The processes of socialist and post-socialist urbanization are often assessed normatively and one of the ways to characterize them is to use the tropes of completeness/incompleteness and over- and under-urbanization. Mikhail Ilchenko examines the ways in which specific layers of the socialist past enjoy an increased interest in a number of locations in the post-socialist Global East. He focuses on modernist architecture in Eastern Europe and different meanings this heritage has for various countries and cities. As this architecture becomes the object of aestheticization and, more generally, part of urban strategies of place-making and branding, the original ideas of social experimentation and the fundamental cultural transformations associated with this architecture are at stake. The controversial dialogue of cities with modernist heritage with the close, socialist past is informed by the grander historical narratives about the construction of socialism and the making of a new citizen. Comparing the results of fieldwork conducted in Zlín (Czech Rep.), Gdynia and Katowice with the debates around the “socialist cities” (sotsgorod) – experimental territories of mass urban development built in the 1920 s and 1930 s near large-scale industrial plants – Ilchenko shows the empowering, enabling potential of the modernist heritage: it helps local activists to build historical identity and to claim that the cities in this part of the world have a full-fledged and original history. It is not by chance that the new discourse on modernist architecture in Central and Eastern European includes ideas of independence, freedom, modernization and cultural identity.

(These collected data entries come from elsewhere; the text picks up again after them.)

PR #287, opened 2025-08-24
revert variant parsing changes

### LINKED ISSUE #286: [Regression] Variant parser fails on nested dictionaries
## Description
With the original parser code from @ewlsh this used to be parsed correctly:

```ts
// { [key: string]: { [key: string]: unknown } }
type NestedDict = $ParseRecursiveVariant<"a{sa{sv}}">
```

With the changes introduced in #279 it now fails with an error.

Another change I failed to notice from the PR is that `v` type (aka `GLib.Variant<any>`) unpacks to `any` where in the original code it used to unpack to `unknown` which I feel like was more appropriate.

Aylur:
Simply copied the code from before #279, from the previous template https://github.com/gjsify/ts-for-gir/blob/e1bfc49d233b4f13d4a3b342d5fc636532c4f352/packages/lib/src/generators/dts/glib.ts

I'm not entirely sure why you introduced those changes in #279, and the actual code is way beyond me, so I'm not even going to try fixing it, reverting works.

closes  #286

### DIFF
--- a/packages/templates/templates/glib-2.0.d.ts
+++ b/packages/templates/templates/glib-2.0.d.ts
@@ -13,448 +13,327 @@
 // Utility types for variant parsing
 type VariantTypeError<T extends string> = { error: true } & T;
 
-// === Core parsing utilities ===
-
-/**
- * Maps basic GVariant type characters to TypeScript types
- */
-type BasicTypeMap<T extends string> =
-    T extends 'b' ? boolean :
-    T extends 's' | 'o' | 'g' ? string :
-    T extends 'n' | 'q' | 't' | 'd' | 'u' | 'i' | 'x' | 'y' ? number :
-    T extends 'h' | '?' ? unknown :
-    T extends 'v' ? Variant :
-    never;
-
 /**
  * Creates index type for dictionaries based on key type
  */
-type CreateIndexType<Key extends string, Value extends any> =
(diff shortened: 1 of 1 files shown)


Aylur:
Most failing tests are now either because the test case is wrong or because unpacking now a variant results in `unknown` where an `any` was expected


For example even the first one is wrong
```ts
type IntTuple = Infer<"(ii)">; // Should be [Variant<any>, Variant<any>]
```
It should be `Variant<"i">` and not `Variant<any>`, this one only tests for `Variant.*` so it will pass, but almost every test "description" is wrong though, but they are passing because they only test for `Variant.*`.

The ones that fail are the ones where `any` is expected, but the parser returns `{ [key: string]: unknown }` which is actually correct.

Aylur:
@JumpLink  I'll happily update the tests, but before I do: Is there a specific reason to use a language server like this and using regexes to test types? wouldn't it be more appropriate and easier to write/maintain regular typescript files and using an `Equal<T, Expected>` utility and `tsc` or maybe something like the `ts-expect` package? It seems a bit unnecessary to test variants at runtime. If you do want to also test runtime, how about using `tsc` + [jasmine-gjs](<https://gitlab.gnome.org/GNOME/gjs/-/blob/master/doc/Testing.md?ref_type=heads>)?

PR #318, opened 2026-03-05
Add JSR registry support and normalize package naming

JumpLink:
This PR adds [JSR (JavaScript Registry)](https://jsr.io) support to ts-for-gir and normalizes package naming across both NPM and JSR.

**Breaking Change:** All `@girs/*` NPM package names now use hyphens instead of dots (e.g., `@girs/gtk-4-0` instead of `@girs/gtk-4.0`). This affects all imports and dependencies.

### Changes

- **Normalized package names**: Dots replaced with hyphens in all package names. JSR doesn't allow dots in package names, and rather than maintaining two naming schemes, we unified both NPM and JSR under the same convention.
- **JSR support**: Each generated package now includes a `jsr.json` and a `mod.ts` entrypoint for publishing to JSR.
- **`mod.ts` entrypoint**: Uses `globalThis.imports.gi` instead of the `gi://` protocol, since JSR only allows `jsr:`, `npm:`, `node:`, and `data:` import specifiers.
- **Renamed template files**: e.g., `gobject-2.0.d.ts` → `gobject-2-0.d.ts` to match the new naming convention.
- **Updated all examples**: Imports, `package.json` dependencies, and `tsconfig.json` paths adjusted to use new package names.

### What's not included yet

- The `@girs/gjs` package needs special handling for JSR due to `declare global` blocks and will reference the NPM package as a dependency instead.

### Test plan

- [ ] Verify `npx jsr publish` works for generated packages
- [ ] Verify examples still build with the renamed packages
- [ ] Verify generated type definitions are complete (e.g., `registerClass` in GObject)


JumpLink:
This is being closed because JSR is primarily intended for executable TypeScript, not for pure type declarations (`.d.ts`) packages.

PR #357, opened 2026-04-11
Revert "Mark enum parameters as nullable, fixes #207"

### LINKED ISSUE #207: enum parameters should accept null.
Say, for example `Soup.Server.listen_local`

the `options` parameter is an enum, but it should accept `null` as GJS treats that as a `0`.

ptomato:
## Description

This reverts commit a8490ef57e7ed5d9f3be999b6c42b9c27d1ace5e. See https://github.com/gjsify/ts-for-gir/issues/207

This is technically correct, but not desirable in type definitions. null is allowed for enum params, but a lot of the GJS marshalling stuff dates from a time when TS didn't exist and JS was a lot more lax about argument coercion.

For example: Math.PI.toFixed('3') works, but isn't correct according to TS type definitions.

(Not sure if you want to keep the `OptionsBase`/`OptionsGeneration` change and just remove the enum params visitor; that would be an alternative to this PR)

## Related Issue

- See #207
- Reverts #213

## Type of Change

- [x] Bug fix (non-breaking change which fixes an issue)

## Validation

Existing tests pass, regenerating `types-dev` only removes `| null` from enum params

**Expected Behavior:**
1. Code should compile without type errors
2. Runtime behavior should match documentation/GJS implementation

## Checklist


JumpLink:
Thank you @ptomato 👍

PR #380, opened 2026-05-06
Make raw pointer (`void*`) handling more like GJS

ptomato:
## Description

GJS does not handle raw pointers (i.e., `void*` in C).

If a function takes a nullable raw pointer, null is the only accepted value you can pass in JS. If a function takes a non-nullable raw pointer, it's impossible to call it — it will always throw no matter what value you pass.

These behaviours can be represented in TypeScript with the types `null` and `never`, respectively.

Return values are slightly different. Functions that return raw pointers will always return null in JS, even if the C function didn't return null and even if not nullable.

I thought about a few alternatives, as well. One alternative could be to make the TS return type of a function `never` if it takes but does not return a non-nullable raw pointer, to signify that it can never return. Another approach might be to delete such functions from the type declaration altogether.

## Related Issue

N/A

## Type of Change

- [ ] Bug fix (non-breaking change which fixes an issue)
- [x] New feature (non-breaking change which adds functionality)
- [ ] Breaking change (fix or feature that would cause existing functionality to not work as expected)
- [ ] Type definition update
- [ ] Documentation update

## Validation

**Test Location:** `examples/glib-2-types/main.ts`

## Checklist

- [x] I have added tests that prove my fix is effective or that my feature works

### DIFF
--- a/examples/glib-2-types/main.ts
+++ b/examples/glib-2-types/main.ts
@@ -313,6 +313,31 @@ function testNullableParamsRequired(): void {
 	}
 }
 
+function testRawPointers(): void {
+	// Non-nullable raw pointers cannot be passed to functions, either according
+	// to TypeScript or at runtime
+	let failed = false;
+	try {
+		// @ts-expect-error
+		GLib.str_hash("foobar");
+	} catch (_) {
+		failed = true;
+	}
+	if (!failed) throw new Error("Passing value to non-nullable raw pointer failed");
+
+	// Nullable raw pointers are always marshalled as C null, even if you pass
+	// something else
+	// @ts-expect-error
+	const nonnullHash = GLib.direct_hash("foobar");
+	const nullHash = GLib.direct_hash(null);
+	if (nonnullHash !== nullHash) throw new Error("Passing value to nullable raw pointer failed");
+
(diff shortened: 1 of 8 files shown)


JumpLink:
@ptomato That looks great, thank you very much!

My LLM has pointed out the following lines to me which may allow `RawPointerType/AnyType` through:
```
  - packages/lib/src/gir/property.ts:213 — new NullableType(property.type)                                                                                                                                                                                                                 
  - packages/lib/src/gir/introspected-classes.ts:80 — new NullableType(prop.type)
  - packages/lib/src/injections/gobject.ts:614 — new NullableType(param.type)                                                                                                                                                                                                              
  - packages/lib/src/injections/shell.ts:27 — wrappt OrType/TypeIdentifier    
``` 

Could you check that?

ptomato:
Thanks. I took a look at each of those sites - looks like the first two were added last week, so I didn't catch them when I did a search for NullableType almost a month ago :sweat_smile: 
The 3rd site seems to only pass `GObject.Closure` to NullableType and the 4th only passes `St.SnippetHook | Cogl.SnippetHook`, so they can't be `any` or `never`.

The PR is updated now.

JumpLink:
@ptomato Thank you very much :)

PR #391, opened 2026-05-10
fix: Output formatting improvements

### LINKED ISSUE #379: Prettier output was better for union types
## Description

Dropping the prettier output in #376 led to some weird-looking union types. Reading the rationale there, I guess the idea is that the code generator should produce good-looking output without prettier, so would you be interested in some patches to make the output more like the previous prettier-processed output?

## Current Behavior

Union types are output with parentheses, and we also get some particularly bad-looking ones such as:

```typescript
function prefix_error_literal(err: ((Error | null) | null), prefix: string): (Error | null) | null;
```

We also get some inconsistent comma/semicolon use and double/single quotes:
```typescript
constructor(options: { message: string, code: number });
static "2BIG": number;
static ["new"](): AsyncQueue;
```

## Expected Behavior

```typescript
function prefix_error_literal(err: Error | null, prefix: string): Error | null;
constructor(options: { message: string; code: number });
static '2BIG': number;
static ['new'](): AsyncQueue;
```

## Steps to Reproduce (for bugs)

N/A

## Environment

N/A

## Additional Context

- [ ] This is blocking my work
- [x] I would like to help implement this feature
- [ ] I have a workaround (please describe below)

ptomato:
## Description

Three commits to make the output formatting of the .d.ts files nicer.

- Format record passed to GError constructor with `;`
- Avoid empty bodies on separate lines (output `{}` instead of `{\n\n}`
- Avoid extra parentheses in union types

I didn't actually fix the single vs double quotes that I mentioned in the issue, because I realized they are consistent after all; just consistently the opposite of what prettier rendered. So I left that as-is.

## Related Issue

Fixes #379

## Type of Change

- [x] Bug fix (non-breaking change which fixes an issue)

## Validation

Validated by inspection of GLib-2.0.d.ts, GObject-2.0.d.ts, Gio-2.0.d.ts and running the test suite.

## Checklist

### DIFF
--- a/packages/generator-typescript/src/generators/signal-generator.ts
+++ b/packages/generator-typescript/src/generators/signal-generator.ts
@@ -84,14 +84,14 @@ export class SignalGenerator {
 
 		parentSignatures.push(...interfaceSignatures);
 
-		let signatureHead: string;
+		let signatureDecl: string;
 		if (parentSignatures.length > 0) {
-			signatureHead = `${indent}interface SignalSignatures extends ${parentSignatures.join(", ")} {`;
+			signatureDecl = `interface SignalSignatures extends ${parentSignatures.join(", ")}`;
 		} else {
 			const isGObjectObject = girClass.name === "Object" && girClass.namespace.namespace === "GObject";
 
 			if (isGObjectObject) {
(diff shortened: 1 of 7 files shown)


JumpLink:
@ptomato thank you!

PR #435, opened 2026-08-04
fix(cli): propagate the dev wrapper's exit code

JumpLink:
`bin/ts-for-gir-dev` ended on a bare `spawn(...)` — no `exit` handler, no `error` handler, 43 lines total. The wrapper returned immediately, so **the process exited 0 no matter what the CLI did.**

Measured before the fix, driving the real wrapper against a stub child:

| child | before | after |
|---|---|---|
| exits 0 | 0 | 0 |
| exits 1 | **0** | 1 |
| exits 7 | **0** | 7 |
| SIGTERM | **0** | 143 |

And it was not only subcommand failures. In a tree with no `node_modules` the CLI crashed in `node:internal/modules/package_json_reader` before executing a line — a hard startup failure, reported as success.

## Why it matters

`build:types` is

```
ts-for-gir-dev generate --configName=… --girDirectories=./girs … && gjsify install
```

so the step that generates all **~700 `@girs/*` packages could not fail in CI.** A generator crash, an unresolvable dependency, a thrown parse error — every one landed as a green step, leaving a human reading the log as the only signal.

## The fix

The child's outcome becomes the wrapper's:

- the **exact** code, not merely non-zero — collapsing everything to 1 would lose a CLI that distinguishes its codes, and a caller keying on one would silently take the wrong branch;
- a signal **re-raised on ourselves**, so a killed child surfaces as the conventional 128+n rather than 0;
- `error` handled too, because a failure to spawn at all was the same silence;
- `process.execPath` instead of resolving `node` from PATH again — this wrapper already runs under a Node that accepts the experimental flags it passes, and a second PATH lookup can find a different one.

## The test

`tests/e2e/dev-wrapper-exit/` copies the **real** wrapper into a temp tree beside a stub `src/start.ts` whose exit code comes from argv. The wrapper resolves its target as `../src/start.ts` relative to its own location, so the copy drives the real file with a controllable child. That makes the exit code an *input* rather than something to provoke, and the suite needs no dependency tree, no GIR files and no generation run — provoking a real failure would test the CLI, this tests the wrapper.

It runs **first** in the e2e chain: about a second, no build required, and a broken wrapper invalidates every later suite that shells through it.

```
✔ passes a successful run through as 0
✔ fails when the child fails
✔ preserves the exact code, not just non-zero
✔ reports a signal-killed child as 128+n rather than success
✔ fails loudly when the interpreter cannot be spawned at all
  5 pass, 0 fail
```

### DIFF
--- a/packages/cli/bin/ts-for-gir-dev
+++ b/packages/cli/bin/ts-for-gir-dev
@@ -39,5 +39,36 @@ const nodeArgs = [
 	...process.argv.slice(2), // Forward all CLI arguments to the TypeScript file
 ];
 
-// Spawn the Node.js process with TypeScript support and inherit stdio
-spawn("node", nodeArgs, { stdio: "inherit" });
+// Spawn the Node.js process with TypeScript support and inherit stdio.
+//
+// `process.execPath`, not the string "node": this wrapper already runs under a Node
+// that accepts the experimental flags above, and resolving `node` from PATH again can
+// pick a different one.
+const child = spawn(process.execPath, nodeArgs, { stdio: "inherit" });
+
+// PROPAGATE THE CHILD'S OUTCOME. Without this the wrapper returned immediately and the
+// process exited 0 no matter what the CLI did — so `ts-for-gir-dev generate …` reported
+// SUCCESS on a failed generation. Not cosmetic: the repo's own `build:types` is
+//
+//     ts-for-gir-dev generate --configName=… && gjsify install
+//
+// so the step that generates all ~700 `@girs/*` packages could not fail in CI. A
+// generator crash, an unresolvable dependency, a thrown parse error — every one of them
+// landed as a green step, leaving a human reading the log as the only signal.
+child.on("error", (error) => {
+	console.error(`ts-for-gir-dev: failed to spawn ${process.execPath}: ${error.message}`);
+	process.exit(1);
+});
+
+child.on("exit", (code, signal) => {
+	// A signal-killed child must not report success either. Re-raise the same signal on
+	// ourselves so the caller sees the real cause (128+n) instead of a synthetic code —
+	// `default` is restored first, otherwise the re-raise is swallowed by our own handler
+	// for signals Node installs one for (SIGINT/SIGTERM).
+	if (signal) {
+		process.removeAllListeners(signal);
+		process.kill(process.pid, signal);
+		return;
+	}
+	process.exit(code ?? 1);
+});
--- a/tests/e2e/dev-wrapper-exit/run.mjs
+++ b/tests/e2e/dev-wrapper-exit/run.mjs
@@ -1,0 +1,119 @@
+// E2E test for `packages/cli/bin/ts-for-gir-dev` — the dev entry's exit-code
+// propagation.
+//
+// THE INCIDENT
+//
+// The wrapper spawns `src/start.ts` under Node's type-stripping flags and used to end
+// on a bare `spawn(...)`: no `exit` handler, no `error` handler, 43 lines total. So the
+// wrapper returned immediately and the process exited **0 no matter what the CLI did**.
+//
+// Measured before the fix: a bogus subcommand exited 0, and so did a run where the CLI
+// could not even load its own dependencies (`node:internal/modules/package_json_reader`
+// crash in a tree with no `node_modules`) — a hard startup failure reported as success.
+//
+// It mattered because of one script. The repo's `build:types` is
+//
+//     ts-for-gir-dev generate --configName=… --girDirectories=./girs … && gjsify install
+//
+// so the step that generates all ~700 `@girs/*` packages COULD NOT FAIL in CI. A
+// generator crash, an unresolvable dependency, a thrown parse error: every one of them
+// landed as a green step, and the only remaining signal was a human reading the log.
+//
+// WHY THE TEST DRIVES A STUB
+//
+// It copies the REAL wrapper into a temp tree beside a stub `src/start.ts` whose exit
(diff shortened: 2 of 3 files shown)


JumpLink:
**The two red checks are not this PR — they are gjsify 0.28.0, and this run is the first one to hit it.**

`ci.yml:68` bootstraps `https://github.com/gjsify/gjsify/releases/latest/download/install.mjs`, so every run installs whatever gjsify's *latest* release is at that moment:

| | |
|---|---|
| gjsify **v0.27.1** published | 2026-08-04 **06:28:50Z** |
| ts-for-gir main last **green** | 2026-08-04 **08:32:59Z** ← already on 0.27.1 |
| gjsify **v0.28.0** published | 2026-08-04 **17:03:45Z** |
| this PR's run | 2026-08-04 **19:49Z** |

The only variable between the green run and this one is 0.27.1 → 0.28.0. And neither failing command can be reached by this diff, which touches `bin/ts-for-gir-dev`, a `tests/e2e` script entry, and one new test directory.

**`check` — `gjsify lint` re-executes the gjsify bundle instead of oxlint:**

```
Running on GJS 1.86.0 (SpiderMonkey)
script "check" exited with code 1
```

That is the documented `process.execPath`-under-GJS trap: under the committed GJS bundle `process.execPath` *is* the CLI, so spawning it re-runs gjsify with oxlint's arguments and yargs prints top-level help. gjsify's AGENTS.md describes this as fixed (`nodeBinary()` instead of `process.execPath`) and guarded by `tests/e2e/lint-gjs-launcher` — so on a host with no `node`, that guard is not covering the path this CI takes.

**`test-e2e` — the bundler engine is not loadable on the same host:**

```
gjsify build: no usable bundler engine under GJS — `@gjsify/rolldown-native` is not
loadable (its JS facade lib/ is not built, or its prebuild typelib is missing from
GI_TYPELIB_PATH)
```

A global GJS install is supposed to lay the engines down itself (`installGjsEnginePackages()`), since there is no npm fallback there.

Both are the **Node-free GJS consumer path**, which is exactly what this CI exists to exercise — so it is doing its job as a canary. Filed on the gjsify side; not fixing it here.

Separately worth noting because it is independent of any version bug: pulling `releases/latest` means **a CI result here depends on the time of day, not only on the commit.** The declared pin is `@gjsify/cli ^0.14.0`, fourteen minors away from what the bootstrap actually installs — the two disagree and the bootstrap wins.

JumpLink:
**Correction to my comment above: the "host with no `node`" attribution is wrong.** I measured it afterwards and it does not hold.

On a genuinely node-less host, gjsify 0.28.0's `gjsify lint` does exactly the right thing — reproduced locally by running the 0.28.0 GJS bundle under `gjs` with a full userland minus `node`/`npm`/`npx`:

```
[gjsify oxc] cannot run oxlint: no `node` binary on PATH.
  oxlint IS installed — its launcher was found. What is missing is the
  interpreter that runs it: oxlint's launcher is a Node ESM script.
```

Clean, honest, exit 1. So the no-node path is **not** the defect, and the `tests/e2e/lint-gjs-launcher` guard is not the gap I claimed it was.

**What still holds, and is all I can support with evidence:**

1. **The bisect boundary**, from release timestamps against this repo's own run history: 0.27.1 (06:28:50Z) is good — main was green at 08:32:59Z already on it; 0.28.0 (17:03:45Z) is bad — this run at 19:49Z is the first after it.
2. **The symptom.** `Unknown arguments: config, …/node_modules/oxlint/bin/oxlint, .` is gjsify's yargs receiving **oxlint's** argv — the launcher path as a positional, `--config` and `.` as flags. That is the CLI having spawned *itself* instead of a Node interpreter, which is the `process.execPath`-under-GJS shape.
3. **This PR's diff cannot reach either failing command** (`gjsify run check`, `gjsify run build:app`); it touches `bin/ts-for-gir-dev`, one `tests/e2e` script entry, and a new test directory.

What I do **not** yet know is which condition on this runner selects the self-spawn, since a node-less host does not and a node-present host does not either (both measured locally). So the trigger is something else about this environment — most likely how the globally installed CLI resolves the interpreter there.

Leaving this PR red rather than merging on a green-looking rebase: the failures are real, they are just not this change's.

JumpLink:
## The red `check`/`test-e2e` here is #437's, not this PR's

Diagnosed rather than assumed. Both failing runs predate #437 (this one: see the run dates), and `check` fails with the verbatim signature #437 documents:

```
```

That is the `@gjsify/cli@0.14.0` self-re-execution bug. `ci.yml` puts `node_modules/.bin` **first** on PATH, and `main`'s `gjsify-lock.json` still pins `@gjsify/cli: 0.14.0` — so the bootstrapped CLI loses the PATH lookup to a 16-versions-stale one. 0.14.0 predates gjsify `78ae67790` (spawn oxlint via `process.execPath`), so under GJS the CLI re-executed **itself** with oxlint's argv. `test-e2e` fails for the sibling reason: no bundler engine (gjsify#1005).

**Nothing to fix on this branch.** #437 is the fix, and it is now retargeted to `@gjsify/cli` **0.30.0** — 0.29.0 could not have worked either, because `test:cli-tarball-shape` shells out to `gjsify pack`, which never exits under GJS on a package declaring `prepack` (gjsify#1010, measured at 5m30s against two independent 5-minute ceilings). gjsify#1011 fixed it and landed *between* the v0.29.0 and v0.30.0 tags. Verified locally on #437's branch: that suite now passes 8/8 in **6.4 s**.

So the order in gjsify ADR 0019 § Implementation — **#437 → #435 → #436** — is not a preference, it is what these logs say. This PR wants a rebase onto `main` once #437 lands, which re-runs CI against the 0.30.0 pin.

PR #166, opened 2018-08-15
Add test for white-space-only lines in values

Pike:
Add a test to codify how we're handling pattern lines with
just indention and completely empty lines.

I.e., both generate an empty line in the message value.

I don't think we have such a test yet, and with all the refactors, I think it'd be good to have. In particular when writing actual implementations based on the reference fixtures.

### DIFF
--- a/test/fixtures/whitespace_in_value.ftl
+++ b/test/fixtures/whitespace_in_value.ftl
@@ -2,6 +2,9 @@
 key =
   first line
 
+
   
+  
+
 
   last line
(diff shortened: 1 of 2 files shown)


test/fixtures/whitespace_in_value.ftl
```diff
@@ -0,0 +1,10 @@
+# Caution, lines 4 and 6 contain white-space-only lines
```
stasm: Looking at the diff, aren't they lines 6 and 7?

stasm: image

stasm:
Thanks for writing the test. Feel free to merge this in.

PR #167, opened 2018-08-17
Forbid tabs as inline blanks

### LINKED ISSUE #165: Use only spaces for syntax whitespace, drop tab for that
Modern languages strongly enforce either spaces or tabs for syntactic white-space.

We should do the same for Fluent, I think.

Given our white-space isn't just for indention, I think we should settle for space characters, and throw the tab into the pool of regular text content.

stasm:
Fix #165.

### DIFF
--- a/test/fixtures/tab.ftl
+++ b/test/fixtures/tab.ftl
@@ -1,0 +1,14 @@
+# Error (tab after =)
+key01 =	Value 01
+
+# Error (tab before =)
+key02	= Value 02
+
+# Error (tab is not a valid indent)
+key03 =
+	This line isn't properly indented.
+
+# Partial Error (tab is not a valid indent)
+key04 =
+    This line is indented by 4 spaces,
+	whereas this line by 1 tab.
--- a/spec/fluent.ebnf
+++ b/spec/fluent.ebnf
@@ -95,7 +95,7 @@ quoted_text_char    ::= (text_char - quote)
 digit               ::= [0-9]
 
 /* Whitespace */
-blank_inline        ::= ("\u0020" | "\u0009")+
+blank_inline        ::= "\u0020"+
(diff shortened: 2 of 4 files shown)


test/fixtures/tab.ftl
```diff
@@ -0,0 +1,14 @@
...
+key02	= Value 02
+
+# Error (tab is not a valid indent)
+key03 =
+	This line isn't properly indented.
+
+# Partial Error (tab is not a valid indent)
+key04 =
+    This line is indented by 4 spaces,
+	whereas this line by 1 tab.
```
stasm: This exhibits the same behavior as when a broken attribute is encountered. The body of the message up until the syntax error parses fine. Essentially, it's the same situation as:

```properties
key04 =
    This line is indented by 4 spaces,
junk here
```

test/fixtures/tab.ftl
```diff
@@ -0,0 +1,14 @@
+# Error (tab after =)
+key01 =	Value 01
```
Pike: I think this should be a success.

test/fixtures/tab.ftl
```diff
@@ -0,0 +1,14 @@
...
+
+# Error (tab before =)
+key02	= Value 02
```
Pike: This failing is right, as are the ones below.

test/fixtures/tab.ftl
stasm: Should the tab be trimmed from the value or kept verbatim?

stasm: I guess it makes sense to only trim syntax whitespace. I'd keep it.

stasm:
Thanks, @Pike. I made the tab character a `text_char` and also change the whitespace trimming logic to keep it as part of the value.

This special issue speaks back at global urban theory, but it also speaks with and to global urban theory. The articles seek not only to critique the means by which particular Northern arguments become normative, perceived as universal and “global”, but contribute fresh insights stemming from the urban contexts the authors reflect on and sometimes even create in their respective countries. This is an emerging conversation to which we invite others to join. If the Global Easts are to make any difference, they need to become a collective endeavor between multiple Easts – of all those currently not represented or misrepresented in the coordinates of urban theory. The concept of the Global Easts means to create such a collective endeavor that emphasizes both difference and connectedness. The point is not to work toward an Eastern urbanism, whatever that may be, but toward a global urbanism that is more than northern and that deserves its name.

Disclosure statement

No potential conflict of interest was reported by the authors.